▶ Activity: Among the entries below, extract exactly the lines that run from the one with "PR #673, opened 2023-01-24" through the one with "let thisValue = thisItem[key];", both ends included.

=====

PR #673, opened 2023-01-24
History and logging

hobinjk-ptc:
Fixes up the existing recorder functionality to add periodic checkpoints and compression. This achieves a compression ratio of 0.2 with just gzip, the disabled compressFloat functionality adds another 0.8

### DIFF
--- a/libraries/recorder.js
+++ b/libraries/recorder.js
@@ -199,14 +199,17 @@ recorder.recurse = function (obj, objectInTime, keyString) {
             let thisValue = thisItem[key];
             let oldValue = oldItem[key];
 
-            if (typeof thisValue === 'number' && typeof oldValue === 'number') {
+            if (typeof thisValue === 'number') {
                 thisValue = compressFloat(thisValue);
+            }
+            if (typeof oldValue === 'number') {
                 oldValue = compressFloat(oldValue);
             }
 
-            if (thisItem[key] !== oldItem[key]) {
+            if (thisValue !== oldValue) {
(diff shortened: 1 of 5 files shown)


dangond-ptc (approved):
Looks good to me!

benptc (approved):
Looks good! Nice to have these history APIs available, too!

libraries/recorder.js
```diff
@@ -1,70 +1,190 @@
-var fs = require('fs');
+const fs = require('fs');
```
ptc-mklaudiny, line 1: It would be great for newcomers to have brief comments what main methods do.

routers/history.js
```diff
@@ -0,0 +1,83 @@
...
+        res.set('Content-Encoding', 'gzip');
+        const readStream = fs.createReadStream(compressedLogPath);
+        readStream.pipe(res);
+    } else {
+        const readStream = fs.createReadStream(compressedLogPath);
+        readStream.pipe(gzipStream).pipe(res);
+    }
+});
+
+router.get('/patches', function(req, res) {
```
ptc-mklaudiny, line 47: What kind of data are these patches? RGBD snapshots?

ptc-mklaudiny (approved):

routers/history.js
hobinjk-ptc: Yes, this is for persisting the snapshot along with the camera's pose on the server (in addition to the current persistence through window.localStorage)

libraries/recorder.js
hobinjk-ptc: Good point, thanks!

=====

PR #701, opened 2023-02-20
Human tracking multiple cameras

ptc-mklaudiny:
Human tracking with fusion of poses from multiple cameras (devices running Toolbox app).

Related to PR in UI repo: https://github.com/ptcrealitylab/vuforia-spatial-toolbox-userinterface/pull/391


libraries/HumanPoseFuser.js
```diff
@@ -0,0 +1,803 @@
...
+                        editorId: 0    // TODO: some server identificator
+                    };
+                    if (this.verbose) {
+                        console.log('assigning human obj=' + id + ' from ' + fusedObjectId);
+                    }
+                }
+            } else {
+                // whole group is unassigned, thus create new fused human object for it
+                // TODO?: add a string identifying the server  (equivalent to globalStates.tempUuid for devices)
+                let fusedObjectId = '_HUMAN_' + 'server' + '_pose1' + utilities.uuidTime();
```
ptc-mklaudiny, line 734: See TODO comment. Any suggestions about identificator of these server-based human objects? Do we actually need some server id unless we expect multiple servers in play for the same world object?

=====

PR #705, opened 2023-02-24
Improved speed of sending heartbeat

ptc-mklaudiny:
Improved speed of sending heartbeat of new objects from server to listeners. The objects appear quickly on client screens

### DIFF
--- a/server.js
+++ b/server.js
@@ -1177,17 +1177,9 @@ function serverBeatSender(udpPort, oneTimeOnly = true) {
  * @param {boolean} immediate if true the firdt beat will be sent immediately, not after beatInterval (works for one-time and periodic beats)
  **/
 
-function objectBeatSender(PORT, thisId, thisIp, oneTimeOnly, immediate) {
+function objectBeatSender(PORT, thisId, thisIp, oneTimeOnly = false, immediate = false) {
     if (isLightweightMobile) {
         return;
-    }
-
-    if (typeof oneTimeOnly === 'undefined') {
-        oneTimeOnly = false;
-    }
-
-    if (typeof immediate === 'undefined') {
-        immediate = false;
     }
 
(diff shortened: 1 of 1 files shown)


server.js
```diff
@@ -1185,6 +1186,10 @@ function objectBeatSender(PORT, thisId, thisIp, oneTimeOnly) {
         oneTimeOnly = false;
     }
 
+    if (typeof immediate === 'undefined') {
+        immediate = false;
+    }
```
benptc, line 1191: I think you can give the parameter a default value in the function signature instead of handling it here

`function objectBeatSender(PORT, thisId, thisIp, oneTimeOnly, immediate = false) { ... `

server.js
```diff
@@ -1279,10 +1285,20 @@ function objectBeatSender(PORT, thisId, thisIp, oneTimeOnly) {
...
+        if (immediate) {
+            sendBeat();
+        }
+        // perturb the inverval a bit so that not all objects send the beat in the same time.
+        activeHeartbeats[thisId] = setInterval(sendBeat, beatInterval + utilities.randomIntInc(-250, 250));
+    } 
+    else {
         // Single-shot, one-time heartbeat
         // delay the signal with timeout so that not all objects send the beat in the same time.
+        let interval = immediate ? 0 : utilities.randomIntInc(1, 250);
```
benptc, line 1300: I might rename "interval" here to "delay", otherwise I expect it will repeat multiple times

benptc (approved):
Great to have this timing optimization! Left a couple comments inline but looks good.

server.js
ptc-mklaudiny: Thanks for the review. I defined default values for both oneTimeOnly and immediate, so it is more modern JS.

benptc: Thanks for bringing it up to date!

=====

▶ Answer box:
PR #673, opened 2023-01-24
History and logging

hobinjk-ptc:
Fixes up the existing recorder functionality to add periodic checkpoints and compression. This achieves a compression ratio of 0.2 with just gzip, the disabled compressFloat functionality adds another 0.8

### DIFF
--- a/libraries/recorder.js
+++ b/libraries/recorder.js
@@ -199,14 +199,17 @@ recorder.recurse = function (obj, objectInTime, keyString) {
             let thisValue = thisItem[key];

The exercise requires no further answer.